A federal appeals court turned away Jan. 19 a case that sought to force the U.S. Fish and Wildlife Service to update its recovery plan for the grizzly bear. The decision cast recovery plans as being outside the scope of a federal statute’s provision allowing for petitions to amend agency rules.
The Center for Biological Diversity filed a lawsuit seeking to compel amendment of USFWS’ framework for managing Ursus arctos horribilis after the agency rejected its 2014 petition. The Center asked USFWS to expand the grizzly bear recovery area to Arizona, California, New Mexico, and Utah.
The agency denied the environmental advocacy organization’s request on grounds that an Endangered Species Act recovery plan is not a “rule” under the Administrative Procedure Act. USFWS also said that it had focused recovery efforts only on regions of the country where the animal was present in 1975, the year grizzlies were added to the list of threatened and endangered species.

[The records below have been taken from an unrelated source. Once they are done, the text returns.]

PR #1343, opened 2021-04-03
Fix broken KeySupport for Gameshell (and others)

danie1kr:
Hi all,
I noticed that a recent change to controller.cpp broke the Gameshell support as `ToControllerButtonEvent` no longer reacts to key presses in the menu and later. With this commit, it is fixed.
Looking at the history, this change might have been forgotten when df56d6a03bdf1f148beafa8cbc8612eac4f6c34b was done.
Hope this fixes the issue also for other devices which need the `HAS_KBCTRL == 1` define.
Happy coding!

### DIFF
--- a/SourceX/controls/controller.cpp
+++ b/SourceX/controls/controller.cpp
@@ -26,7 +26,7 @@ ControllerButtonEvent ToControllerButtonEvent(const SDL_Event &event)
 	result.button = KbCtrlToControllerButton(event);
 	if (result.button != ControllerButton_NONE)
 		return result;
-#endifs
+#endif
 #ifndef USE_SDL1
 	GameController *const controller = GameController::Get(event);
 	if (controller != NULL) {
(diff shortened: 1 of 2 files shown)


AJenbo:
@danie1kr looks like this breaks compiling :(

SourceX/controls/controller.cpp
```diff
@@ -22,7 +22,11 @@ ControllerButtonEvent ToControllerButtonEvent(const SDL_Event &event)
 	default:
 		break;
 	}
-
+#if HAS_KBCTRL == 1
+	result.button = KbCtrlToControllerButton(event);
+	if (result.button != ControllerButton_NONE)
+		return result;
+#endifs
```
yuripourre, line 29: #endif

yuripourre:
@danie1kr Nice catch! Your code has a minor typo.

SourceX/controls/controller.cpp
AJenbo: image

AJenbo:
```suggestion
#endif
```

glebm (approved):

AJenbo:
@danie1kr thanks for fixing this.

danie1kr:
> @danie1kr thanks for fixing this.

sure, happy to help.
Sorry for the git-typo, it was late...
But it works on my device.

A federal court in Montana upheld the agency’s decision, holding that recovery plans are not APA rules. U.S. District Judge Dana Christensen’s Dec. 2020 decision said that ESA recovery plans do not implement law or policy.
“[T]he Center’s argument—in sum, that a recovery plan is a rule because it implements the statutory requirements for a recovery plan—is circular and therefore unpersuasive,” the court declared. “A recovery plan does not implement conservation policy because it does not, in and of itself, create change; it doesn’t put itself into effect.”

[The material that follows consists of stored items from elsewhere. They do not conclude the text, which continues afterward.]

PR #1344, opened 2021-04-03
Applied a few fixes on Radon

Jmgr:
Applied a few fixes:
- applied const-correctness
- removed unused headers
- added a `virtual` destructor on inheritable classes
- added `final` on non-inheritable classes
- fixed includes (was including all the library in each file)
- added `default` if applicable
- replaced `friend` declarations with accessor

The net result of the analysis, Christensen argued, is that “the Center’s so-called ‘petition’ is simply a solicitation letter for which the Service had no legal obligation to respond (and correspondingly, its denial letter creates no rights or obligations and there is no final agency action).” As a result, the court lacked jurisdiction to order USFWS to respond to the petition.

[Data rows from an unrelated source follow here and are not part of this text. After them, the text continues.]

PR #1345, opened 2021-04-03
Alt highlight

qndel:
image
hold alt to highlight, press ctrl to invert highlight (highlighted if you aren't pressing alt)


SourceX/qol.cpp
```diff
@@ -216,4 +216,157 @@ void AutoGoldPickup(int pnum)
...
+
+	int nameWidth = GetTextWidth((char *)textOnGround);
+	x += labelCenterOffsets[ItemCAnimTbl[it->_iCurs]];
+	y -= TILE_HEIGHT;
+	if (!zoomflag) {
+		x <<= 1;
+		y <<= 1;
+	}
+	x -= nameWidth >> 1;
+	char clr = COL_WHITE;
```
yuripourre, line 304: Minor: this attribute could be a text_color to avoid the cast later.

qndel: I tried but compiler cried so I just stopped caring lol

yuripourre:
@qndel amazing work! That's one of the most important features for me. Thanks

SourceX/qol.cpp
AJenbo: :sob:

yuripourre: I did that in a branch somewhere but I had to change the "Drawing Item" struct too.

qndel: oh well, worked this time 🗡️

julealgon:
Would it be possible to add some marging to the sides of the boxes? Notice how close to the border the text is:

image

I think it would look a bit better if a marging similar to the one above and below was used in both sides.

SourceX/qol.cpp
```diff
@@ -216,4 +216,156 @@ void AutoGoldPickup(int pnum)
...
+	    , color(color)
+	    , text(text)
+	{
+	}
+};
+
+std::vector<drawingQueue> drawQ;
+int drawMinX;
+int drawMaxX;
+bool altPressed = false;
```
glebm, line 240: It'd be good to separate out the input handling from functionality.
One reason is that for gamepads I think we want this to be a toggle.

Should we rename this to something like `bGroundItemsHighlight`?

qndel: sure, I just didn't think I'd get this to work today at all :D

yuripourre:
> Would it be possible to add some marging to the sides of the boxes? Notice how close to the border the text is:
> 
> image
> 
> I think it would look a bit better if a marging similar to the one above and below was used in both sides.

Yeah, it would be nice. Frontend people call it "padding".

SourceX/qol.cpp
julealgon: Making it just "highlight" might be misleading. Highlighting already exists both when you mouse over as well as when you use the search spell.

I think we need to come up with a different name for this behavior.

What about `ShowItemNameTooltips`?

Trihedraf:
Is there anyway to make this a toggle so you don't have to hold the button down all the time if you always want the highlighting on?

galaxyhaxz:
@Trihedraf would be really simple to code in, i'm sure Qndel will do it sooner or later.
```
if (/* alt key pressed */) {
  showitems = !showitems;
}
```

qndel:
Tchernobog is using control for this, that way you can 🤔

galaxyhaxz:
Maybe make it press f4 while holding alt to make it stick... xD

Tremain84:
ALT is an amazing button for highlightning items on the ground.

qndel:
> ALT is an amazing button for highlightning items on the ground.

yes but we are talking about an on/off toggle for it without having to press alt all the time

Chance4us:
@qndel The text is sometimes split in two parts at the edge when you move from left to right.
spilt
Is that possible to be improved?
Savegame for testing:
[single_0.hsv.zip](https://github.com/diasurgical/devilutionX/files/6292703/single_0.hsv.zip)

galaxyhaxz:
How do we know there isn't a potion on both sides, secretly ? ;P

Chance4us:
> How do we know there isn't a potion on both sides, secretly ? ;P

I just wanted to keep you busy so you wouldn't be bored (joke).

I set the highlighting to 3 so that the text is always displayed. That only happens on the edge when you pace back and forth. Feel free to give it a try.

julealgon:
> Is that possible to be improved?

@Chance4us how would you improve on it? "Improve" is a big open in this case since you could potentially handle it in many different ways.

AJenbo:
I think there is a general consensus that thinks on the right side of the screen should not appear on the left?

It's the same issue that @glebm was having with the cursor the other day. One way to handle it here would be to calculate the width but only request rendering of things slightly past the edge of the screen. But it would add a lot of complexity, and really it should just be handled by the render, but that requires a decent amount of work to fix.

julealgon:
> I think there is a general consensus that thinks on the right side of the screen should not appear on the left?

Sure. But my point is that you have many different ways of handling this case when the item is at the edge of the screen. Here is at least 2:
- Rendering it partially: I think this looks terrible, but it is probably the easiest approach?
- Moving the whole label so it always fits on the screen until the item itself is outside of view:

galaxyhaxz:
> Moving the whole label so it always fits on the screen until the item itself is outside of view:

This is how Diablo 2 handled it, and how my implementation does as well. Though, it does get messy pretty quick, and all the overlapping detection code is a PITA.

Chance4us:
>     * Rendering it partially: I think this looks terrible, but it is probably the easiest approach?

>     * Moving the whole label so it always fits on the screen until the item itself is outside of view:

Third:
* Not show the label if it needs to be moved.

qndel:
I failed to reproduce 
image

SourceX/qol.cpp
```diff
@@ -237,4 +237,156 @@ void AutoGoldPickup(int pnum)
 	}
 }
 
+struct drawingQueue {
```
glebm, line 240: Let's put all the alt highlighting code into a separate file?

`drawingQueue` is a very general name making it very unclear what this code is about

glebm (changes requested):

SourceX/qol.cpp
```diff
@@ -237,4 +237,156 @@ void AutoGoldPickup(int pnum)
...
+		clr = COL_GOLD;
+	drawQ.push_back(drawingQueue(id, it->_ix, it->_iy, x, y, nameWidth, 13, clr, textOnGround));
+}
+
+void ShowItemNameLabels(CelOutputBuffer out)
+{
+	isLabelHighlighted = false;
+	const int borderX = 5;
+	for (unsigned int i = 0; i < drawQ.size(); ++i) {
+		std::map<int, bool> backtrace;
```
glebm, line 339: Looks like this is only used as a set. Use `std::unordered_set` instead

SourceX/qol.cpp
```diff
@@ -237,4 +237,156 @@ void AutoGoldPickup(int pnum)
...
+					canShow = false;
+					drawQ[i].x = newpos;
+					backtrace[newpos] = true;
+				}
+			}
+		} while (!canShow);
+	}
+
+	for (unsigned int i = 0; i < drawQ.size(); ++i) {
+		drawingQueue t = drawQ[i];
```
glebm, line 366: Doesn't look like you need to copy it out, or that you use the index;

```suggestion
	for (const drawingQueue &t : drawQ) {
```

SourceX/qol.cpp
```diff
@@ -237,4 +237,156 @@ void AutoGoldPickup(int pnum)
 	}
 }
 
+struct drawingQueue {
+	int itemID, row, col, x, y, width, height;
+	text_color color;
+	std::string text;
+	drawingQueue(int itemID, int row, int col, int x, int y, int width, int height, text_color color, std::string text)
```
glebm, line 244: Doesn't look like you need this constructor. Remove it and construct with aggregate initialization instead: `drawingQueue { itemId, row, col, ... }`

Iniquitatis: And why pass `std::string` by value instead of const reference?

qndel: > Doesn't look like you need this constructor. Remove it and construct with aggregate initialization instead: `drawingQueue { itemId, row, col, ... }`

Thanks :) I didn't know about such a thing

Chance4us:
Current values for highlighting items:
0 = never highlight
1 = highlight when alt pressed
2 = always highlight except when alt pressed
3 = always highlight

I recommend also following:
4 = toggle between "always highlight" and "never highlight" when hit alt key

Trihedraf:
> 3 = always highlight
> 
> I recommend also following:
> 4 = toggle between "always highlight" and "never highlight" when hit alt key

I would say that 3 should be an alt toggle. No need for a 4.

Chance4us:
> > 3 = always highlight
> > I recommend also following:
> > 4 = toggle between "always highlight" and "never highlight" when hit alt key
> 
> I would say that 3 should be an alt toggle. No need for a 4.

If you set "Alt Highlight Items=3" in diablo.ini, then highlight is always on and there is no possibility to switch of by hitting "Alt".

Trihedraf:
> If you set "Alt Highlight Items=3" in diablo.ini, then highlight is always on and there is no possibility to switch off by hitting "Alt".

Yes that’s how it is currently. But is there a point to having a always and always toggle? I think that we should just set it to always toggle.

qndel:
No more ini setting, hold alt to highlight, press ctrl to invert highlight (highlighted if you aren't pressing alt).
So if someone doesn't want highlight at all, just don't press ctrl/alt derp

Chance4us:
> No more ini setting, hold alt to highlight, press ctrl to invert highlight (highlighted if you aren't pressing alt).
> So if someone doesn't want highlight at all, just don't press ctrl/alt derp

Really nice feature. Thanks.

Source/qol/itemlabels.cpp
```diff
@@ -0,0 +1,170 @@
...
+			}
+		} while (!canShow);
+	}
+
+	for (const itemLabelQueue &t : labelQ) {
+
+		if (t.x < 0 || t.x >= gnScreenWidth || t.y < 0 || t.y >= gnScreenHeight)
+			continue;
+
+		if (MouseX >= t.x && MouseX <= t.x + t.width && MouseY >= t.y - t.height && MouseY <= t.y) {
```
Iniquitatis, line 149: This and line 146 are great candidates for some sort of `IsPointInRect()`.

Source/qol/itemlabels.cpp
```diff
@@ -0,0 +1,170 @@
...
+	isLabelHighlighted = false;
+	const int borderX = 5;
+	for (unsigned int i = 0; i < labelQ.size(); ++i) {
+		std::unordered_set<int> backtrace;
+
+		bool canShow;
+		do {
+			canShow = true;
+			for (unsigned int j = 0; j < i; ++j) {
+				if (abs(labelQ[j].y - labelQ[i].y) < labelQ[i].height + 2) {
```
Iniquitatis, line 124: Awfully lot of `labelQ[blah]`. Maybe assign them to constant references?

Source/qol/itemlabels.cpp
```diff
@@ -0,0 +1,170 @@
...
+	if (it->_itype == ITYPE_GOLD)
+		sprintf(textOnGround, "%i gold", it->_ivalue);
+	else
+		sprintf(textOnGround, "%s", it->_iIdentified ? it->_iIName : it->_iName);
+
+	int nameWidth = GetTextWidth((char *)textOnGround);
+	x += labelCenterOffsets[ItemCAnimTbl[it->_iCurs]];
+	y -= TILE_HEIGHT;
+	if (!zoomflag) {
+		x <<= 1;
```
Iniquitatis, line 101: Why not just multiply by two? It would be more clear.

qndel: because it looks pro

Source/qol/itemlabels.cpp
```diff
@@ -0,0 +1,170 @@
...
+		y <<= 1;
+	}
+	x -= nameWidth >> 1;
+	text_color clr = COL_WHITE;
```
glebm, line 105: Make a function along these lines:

```c++
text_color GetTextColor(const ItemStruct &it) {
	switch (it._iMagical) {
		case ITEM_QUALITY_MAGIC:
			return COL_BLUE;
		case ITEM_QUALITY_UNIQUE:
			return COL_GOLD
		default:
			return COL_WHITE;
	}
}
```

Then here:

```suggestion
	const text_color clr = GetTextColor(*it);
```

Source/qol/itemlabels.cpp
```diff
@@ -0,0 +1,170 @@
...
+			} else {
+				isLabelHighlighted = true;
+				cursmx = t.row;
+				cursmy = t.col;
+				pcursitem = t.itemID;
+			}
+		}
+		int bgcolor = 0;
+		if (pcursitem == t.itemID)
+			bgcolor = 134;
```
glebm, line 163: Extract `134` into a named thing like we have for `COL_BLUE` etc

Source/qol/itemlabels.cpp
```diff
@@ -0,0 +1,170 @@
...
+	int itemID, row, col, x, y, width, height;
+	text_color color;
+	std::string text;
+};
+
+std::vector<itemLabelQueue> labelQ;
+int drawMinX;
+int drawMaxX;
+bool altPressed = false;
+int generatingLabelsState = 0; // 0 - waiting for the game to start, 1 = started generating, 2 = finished generating
```
glebm, line 33: Can use named states instead of comments:

```suggestion
enum class State {
  NOT_STARTED = 0,
  STARTED,
  FINISHED,
};

State generatingLabelsState;
```

glebm (changes requested):

Source/qol/itemlabels.cpp
qndel: I think I actually did recently! :D

Source/qol/itemlabels.cpp
glebm: `SDL_IsPointInRect` -- may also want to change `y` to be the top coordinate and have an `SDL_Rect` directly in the struct instead of `x, y, width, height`

Source/qol/itemlabels.h
```diff
@@ -0,0 +1,25 @@
...
+* Adds Item Labels QoL feature
+*/
+#pragma once
+#include "items.h"
+
+namespace devilution {
+
+struct CelOutputBuffer;
+
+extern BYTE ItemAnimLs[];
```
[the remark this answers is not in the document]
qndel: well, that's how it was in xpbar.h, I copy/pasted the `struct CelOutputBuffer;` from it :D

SourceX/qol.cpp
qndel: > It'd be good to separate out the input handling from functionality.
> One reason is that for gamepads I think we may want this to be a toggle.
> 
> Should we rename this to something like `bGroundItemsHighlight`?

Gamepads can call ToggleItemLabelHighlight() to turn highlighting on/off now

Source/engine.cpp
```diff
@@ -145,7 +146,10 @@ void CelBlitSafeTo(CelOutputBuffer out, int sx, int sy, BYTE *pRLEBytes, int nDa
 			if (!(width & 0x80)) {
 				i -= width;
 				if (dst < out.end() && dst >= out.begin()) {
-					memcpy(dst, src, std::min(static_cast<ptrdiff_t>(width), out.end() - dst));
+					// GenerateItemLabelOffsets loops this function for all items, we don't actually want them on screen, just the min and max x position
```
glebm, line 149: We probably want to avoid putting this into a general-purpose rendering function. Let's make a separate function for measuring instead?

glebm (changes requested):
Almost there!

Source/engine.cpp
qndel: well, you measure by rendering :D

Source/qol/common.cpp
```diff
@@ -4,16 +4,64 @@
...
+void FastDrawHorizLine(const CelOutputBuffer &out, int x, int y, int width, Uint8 col)
 {
 	memset(out.at(x, y), col, width);
 }
 
+void FillRect(const CelOutputBuffer &out, int x, int y, int width, int height, Uint8 col)
+{
+	for (int j = 0; j < height; j++) {
+		FastDrawHorizLine(out, x, y + j, width, col);
+	}
```
glebm, line 62: Something like this will use optimized SIMD implementation of rect filling in SDL (if available for the target architecture):

```c++
SDL_Rect rect;
rect.x = out.region.x + x;
rect.y = out.region.y + y;
rect.w = std::max(out.region.w - x, width);
rect.h = std::max(out.region.h - y, height);
SDL_FillRect(out.surface, &rect, col);
```

Source/engine.cpp
glebm: That's fine but the rendering function shouldn't know anything about the particular game features

A new engine.cpp-internal function can be introduced and used in both the rendering and the measuring implementations

AJenbo: This is really my only gripe with this implementation. I think we can probably carve something useful out of `CheckCursMove()`, so waiting for that to happen one way or another.

ChaosMarc:
There are two small bugs with the magic rock. 
1. Before picking it up the first time there is no text displayed for it when ALT is pressed
2. If you throw the Magic Rock on the ground again after picking it up the ALT-text is flickering. I've attached my save standing next to the rock on the pedestal (not picked up yet)

At least the first one seems to be true for all or some quest items that are placed randomly in the dungeons. I think I remember the same behavior with the Black Mushroom in a previous game. I'm currently playing with a circleci precompiled windows x64 build (https://app.circleci.com/pipelines/github/diasurgical/devilutionX/4668/workflows/131724c1-59b6-45ea-a560-4bd726a73d0a/jobs/31956/artifacts)

[single_0.zip](https://github.com/diasurgical/devilutionX/files/6359717/single_0.zip)

qndel:
> There are two small bugs with the magic rock.
> 
> 1. Before picking it up the first time there is no text displayed for it when ALT is pressed
> 2. If you throw the Magic Rock on the ground again after picking it up the ALT-text is flickering. I've attached my save standing next to the rock on the pedestal (not picked up yet)
> 
> At least the first one seems to be true for all or some quest items that are placed randomly in the dungeons. I think I remember the same behavior with the Black Mushroom in a previous game. I'm currently playing with a circleci precompiled windows x64 build (https://app.circleci.com/pipelines/github/diasurgical/devilutionX/4668/workflows/131724c1-59b6-45ea-a560-4bd726a73d0a/jobs/31956/artifacts)
> 
> [single_0.zip](https://github.com/diasurgical/devilutionX/files/6359717/single_0.zip)

Thanks but no need, I literally found this myself yesterday : P that's because I'm only displaying the label if item is on the last animation frame to avoid displaying the label while the item is in the air and magic rock is still animating while on the ground

galaxyhaxz:
> I'm only displaying the label if item is on the last animation frame to avoid displaying the label while the item is in the air and magic rock is still animating while on the ground

Didn't even realize that this would have been a bug. D2 draws it while being in the air, but doesn't let you select it until it's on the ground.

oGkspAz:
ItemBorders

Another nice addition to highlighting would be using the current borders used by the game on mouseover. Also Showing the item name for the item being hovered over as per D2. Imagine the image above with the intended text above items.
Also just so I note it on here as well: Using the 50% black as per NPC conversations instead of the solid black behind item names.

qndel:
I can't understand the first part? : P

Source/qol/itemlabels.cpp
```diff
@@ -0,0 +1,171 @@
...
+}
+
+void GenerateItemLabelOffsets(const CelOutputBuffer &out)
+{
+	if (generatingLabelsState == State::FINISHED)
+		return;
+	generatingLabelsState = State::STARTED;
+	int itemTypes = gbIsHellfire ? ITEMTYPES : 35;
+	for (int i = 0; i < itemTypes; i++) {
+		drawMinX = gnScreenWidth;
```
glebm, line 86:
```suggestion
		drawMinX = out.w();

```

Source/qol/itemlabels.cpp
```diff
@@ -0,0 +1,171 @@
...
+{
+	if (altPressed == invertHighlightToggle)
+		return;
+	ItemStruct *it = &items[id];
+
+	char textOnGround[64];
+	if (it->_itype == ITYPE_GOLD)
+		sprintf(textOnGround, "%i gold", it->_ivalue);
+	else
+		sprintf(textOnGround, "%s", it->_iIdentified ? it->_iIName : it->_iName);
```
glebm, line 104:
```suggestion
	if (it->_itype == ITYPE_GOLD)
		std::sprintf(textOnGround, "%i gold", it->_ivalue);
	else
		std::strcpy(textOnGround, it->_iIdentified ? it->_iIName : it->_iName);

```

Source/qol/itemlabels.cpp
```diff
@@ -0,0 +1,171 @@
...
+* Adds Item Labels QoL feature
+*/
+
+#include "common.h"
+#include "itemlabels.h"
+#include "inv.h"
+#include "render.h"
+#include "gmenu.h"
+#include "cursor.h"
+
```
glebm, line 13:
```suggestion

#include <cstring>
```

qndel: ?

qndel: ah nvm, github made me think you wanted to replace render/gmenu/cursor includes with cstring lol

Source/engine.cpp
glebm: You can find the width of the Cel sprite by simply going to the first 0x80; I'll add a function for you

glebm: I've sent #1779, it's untested and I'm not sure how correct it is or whether it needs to handle single-frame CELs differently but it should be a good starting point.

glebm: I see that this measures the count of non-transparent pixels.
This is *probably* not exactly what you want, you want the min/max x. Such a function should be easy to write as well.

qndel:
As I've said earlier, I'm not rebasing this :P feel free to do whatever you want

Chance4us:
The following function can no longer be compiled, what should it look like?
CelClippedDrawTo(out, out.pitch() / 2 - 16, 351, itemanims[i], ItemAnimLs[i], 96);

glebm:
@Chance4us 

```diff
-CelClippedDrawTo(out, out.pitch() / 2 - 16, 351, itemanims[i], ItemAnimLs[i], 96);
+CelClippedDrawTo(out, out.pitch() / 2 - 16, 351, *itemanims[i], ItemAnimLs[i]);
```

Chance4us:
> @Chance4us We now store sprite width with the sprite itself, so there is no need to pass it (`96`):
> 
> ```diff
> -CelClippedDrawTo(out, out.pitch() / 2 - 16, 351, itemanims[i], ItemAnimLs[i], 96);
> +CelClippedDrawTo(out, out.pitch() / 2 - 16, 351, *itemanims[i], ItemAnimLs[i]);
> ```

Thanks a lot!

Two judges on a panel of the U.S. Court of Appeals for the Ninth Circuit affirmed Christensen’s ruling.
“The caselaw makes plain that adoption of a recovery plan is not agency action by which rights or obligations have been determined, or from which legal consequences will flow,” wrote senior U.S. circuit judge Andrew D. Hurwitz. “The Endangered Species Act does not mandate compliance with recovery plans for endangered species.”
Hurwitz’ opinion was joined by Judge Danny J. Boggs of the U.S. Court of Appeals for the 6th Circuit.
Judge Jennifer Sung, who joined the court last year, dissented.
USFWS first issued a recovery plan for U. arctos horribilis in 1982. The agency updated it in 1993, but not since.